PR #190, opened 2024-03-10
Add array class example

rly:
This PR adds an alternate approach to specifying the `TemperatureDataset` defined in `tests/input/examples/schema_definition-native-array-1.yaml`. This approach uses classes that implement [`linkml:NDArray`](https://github.com/linkml/linkml-model/blob/main/linkml_model/model/schema/array.yaml) and have an attribute that implements `linkml:elements` as defined pre-1.7.0 release. This representation is necessary for adding additional attributes, e.g., user-specified units of measurement, conversion factor, precision/error, reference/zero point, or source, on the various arrays that make up a `TemperatureDataset`. Seeking feedback on this approach.

It also changes `y` -> `"y"` because `y` = True in YAML 1.1.

### DIFF
--- a/tests/input/examples/schema_definition-native-array-2.yaml
+++ b/tests/input/examples/schema_definition-native-array-2.yaml
@@ -1,0 +1,128 @@
+id: https://example.org/arrays
+name: arrays-temperature-example-2
+title: Array Temperature Example Using NDArray Classes
+description: |-
+  Example LinkML schema to demonstrate a 3D DataArray of temperature values with labeled axes
+  using LinkML NDArray classes
+license: MIT
+
+prefixes:
+  linkml: https://w3id.org/linkml/
+  wgs84: http://www.w3.org/2003/01/geo/wgs84_pos#
+  example: https://example.org/
+
+default_prefix: example
+
+imports:
+  - linkml:types
+
+classes:
+
+  TemperatureDataset:
+    tree_root: true
+    implements:
+      - linkml:DataArray
+    annotations:
+      array_data_mapping:
+        data: temperatures_in_K
+        dims: [x, "y", t]
+        coords:
+          latitude_in_deg: x
+          longitude_in_deg: "y"
+          time_in_d: t
+    attributes:
+      name:
+        identifier: true
+        range: string
+      latitude_in_deg:
+        implements:
+          - linkml:axis  # is this necessary/useful given the above array_data_mapping?
+        range: LatitudeSeries
+        # NOTE: LatitudeSeries could have multiple array attributes. use the one that implements linkml:elements
+        required: true
+        annotations:
+          axis_index: 0  # is this necessary/useful given the above array_data_mapping?
+      longitude_in_deg:
+        implements:
+          - linkml:axis
+        range: LongitudeSeries
+        required: true
+        annotations:
+          axis_index: 1
+      time_in_d:
+        implements:
+          - linkml:axis
+        range: DaySeries
+        required: true
+        annotations:
+          axis_index: 2
+      temperatures_in_K:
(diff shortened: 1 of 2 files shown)


tests/input/examples/schema_definition-native-array-2.yaml
```diff
@@ -0,0 +1,127 @@
...
+          latitude_in_deg: x
+          longitude_in_deg: "y"
+          time_in_d: t
+    attributes:
+      name:
+        identifier: true
+        range: string
+      latitude_in_deg:
+        implements:
+          - linkml:axis
```
rly, line 39: Is this necessary anymore given the above `array_data_mapping`?

tests/input/examples/schema_definition-native-array-2.yaml
```diff
@@ -0,0 +1,127 @@
...
+        range: LatitudeSeries
+        required: true
+        annotations:
+          axis_index: 0
```
rly, line 43: Is this necessary anymore given the above `array_data_mapping`?

tests/input/examples/schema_definition-native-array-2.yaml
```diff
@@ -0,0 +1,127 @@
...
+          longitude_in_deg: "y"
+          time_in_d: t
+    attributes:
+      name:
+        identifier: true
+        range: string
+      latitude_in_deg:
+        implements:
+          - linkml:axis
+        range: LatitudeSeries
```
rly, line 40: # NOTE: `LatitudeSeries` could have multiple array attributes. Use the one that implements `linkml:elements`. We should also ensure that exactly one attribute implements `linkml:elements`.

tests/input/examples/schema_definition-native-array-2.yaml
```diff
@@ -0,0 +1,127 @@
...
+      time_in_d:
+        implements:
+          - linkml:axis
+        range: DaySeries
+        required: true
+        annotations:
+          axis_index: 2
+      temperatures_in_K:
+        implements:
+          - linkml:array
```
rly, line 60: Should we rename this in the metamodel? Is this scoped to `linkml:DataArray` or unique across LinkML?

rly:
cc @sneakers-the-rat @cmungall 

I'm looking at how to 1) add attributes to arrays and 2) support labeling arrays with other arrays. 

For 1), I think we need to keep supporting classes that implement `linkml:NDArray` and allow those to be an axis in a `linkml:DataArray`. Alternatively, we could add attributes to `TemperatureDataset` and have them share a common prefix, e.g., `latitude_in_deg__precision`, but this is kinda ugly and relies on a naming convention. Note that numpy arrays and other simple array formats do not allow attributes, but HDF5 (and netCDF4) datasets and Zarr arrays do. Attributes are also allowed in `xarray.DataArray`.

For 2) if we allow a `linkml:NDArray` to be a labeled dimension of a `linkml:DataArray`, then because the `NDArray` class could contain multiple arrays, we need a way to identify the intended array within the class. We can keep doing that with `linkml:elements`. Alternatively, we could make `values` a special slot name for any class that implements `linkml:NDArray`. Or change the slot name in the example to `elements`. Or change `linkml:elements` to `linkml:values`. (In NWB, the Data class for arrays defines a required `data` field.)

sneakers-the-rat:
ah yes, is it time for the second leg, the indexed, array spec?

Can we get a few examples of the desired datasets we want to support with this? I think it might be helpful to have a few concrete test cases here so we can get a handle on the constraints we'll need to handle. are the ones in `linkml-arrays` still current? From that we can generate a set of requirements and constraints that help inform these decisions ^ :)

PR #194, opened 2024-05-03
Allowing permissible_value to have implements and instantiates

cmungall:
See

https://github.com/linkml/linkml/issues/2090


turbomam:
Thanks @cmungall 

Something I find challenging to keep up with: some of the "things" that determine how a generators behave are
- cli or python method arguments
- hints within the schema

If I want ed to help centralize that kind of documentation, what's the best place to put it? I probably wouldn't do it for many generators besides OWL to start

Issue #199, opened 2024-07-03
`any_of` should accept a list of `ArrayExpression`s


sneakers-the-rat:
In translating NWB, I am replacing my ArrayLike class array representations with the linkml array spec. NWB models support a `dims` and `shape` list of list expression such that a given dataset can have several different possible shapes: https://schema-language.readthedocs.io/en/stable/specification_language_description.html#dims

Given the implementation of `array` at a slot level rather than a type, I need to be able to use it in `any_of` like this:

```yaml
classes:
  MyClass:
    attributes:
      name: my_array
      range: integer
      any_of:
      - array:
          dimensions:
          - alias: x
            exact_cardinality: 3
      - array:
          dimensions:
          - alias: x
            exact_cardinality: 3
          - alias: y
            exact_cardinality: 4
```

this, of course, opens up the potential for combinatorics between `any_of` used with `range` and `array` like this:

```yaml
any_of:
- range: integer
- range: float
- array:
    dimensions:
    - alias: x
      exact_cardinality: 3
- array:
    dimensions:
    - alias: x
      exact_cardinality: 3
    - alias: y
      exact_cardinality: 4
```

which I would interpret as meaning the product:

- NDArray[Shape['3'], int]
- NDArray[Shape['3, 4'], int]
- NDArray[Shape['3'], float]
- NDArray[Shape['3, 4'], float]

and like this:

```yaml
any_of:
- range: integer
  array:
    dimensions:
    - alias: x
      exact_cardinality: 3
- range: float
  array:
    dimensions:
    - alias: x
      exact_cardinality: 3
    - alias: y
      exact_cardinality: 4
```

which would be (unambiguously)

- NDArray[Shape['3'], int]
- NDArray[Shape['3, 4'], float]

and i actually think that's a good thing - if we refactor the generators like https://github.com/linkml/linkml/pull/2019, separating the different phases of the build and using build results objects, then it would be easy to handle the combinatorics there (and i would implement it). It doesn't explode the complexity of arrays, it would just require better iteration in the generators (which is good anyway). 

without this change, I don't think there would be a way to express a slot being able to have multiple exactly parameterized/labeled array shapes. 

cc @rly

cmungall:
For your second example, each `any_of` element would be interpreted independently, and then any_of would create a union expression over them; i.e. in Python

`Union[int, float, NDArray[<R>, 3], NDArray[<R>, 4]`

The value of `<R>` would be determined by any inherited range, which may default to something like `string`

[...]

PR #200, opened 2024-07-03
move array to slot_expression

sneakers-the-rat:
fix: https://github.com/linkml/linkml-model/issues/199

I think just moving `array` to `slot_expression` would solve the problem, because `slot_definition` received the `slot_expression` mixin, which uses `slot_usage` to change the `range` of `any_of` to `anonymous_slot_expression`, which also receives the `slot_expression` mixin.

### DIFF
--- a/linkml_model/model/schema/meta.yaml
+++ b/linkml_model/model/schema/meta.yaml
@@ -2880,6 +2880,7 @@ classes:
       - exactly_one_of
       - any_of
       - all_of
+      - array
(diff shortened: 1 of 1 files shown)


cmungall (approved):

sneakers-the-rat:
bump on this, trying to close up loose ends before I can release nwb-linkml and this is one of em :)

cmungall (approved):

WORK TASK: Take the word "issues" and find each line of the material that contains it. Copy those lines.

ANSWER SECTION:
https://github.com/linkml/linkml/issues/2090
fix: https://github.com/linkml/linkml-model/issues/199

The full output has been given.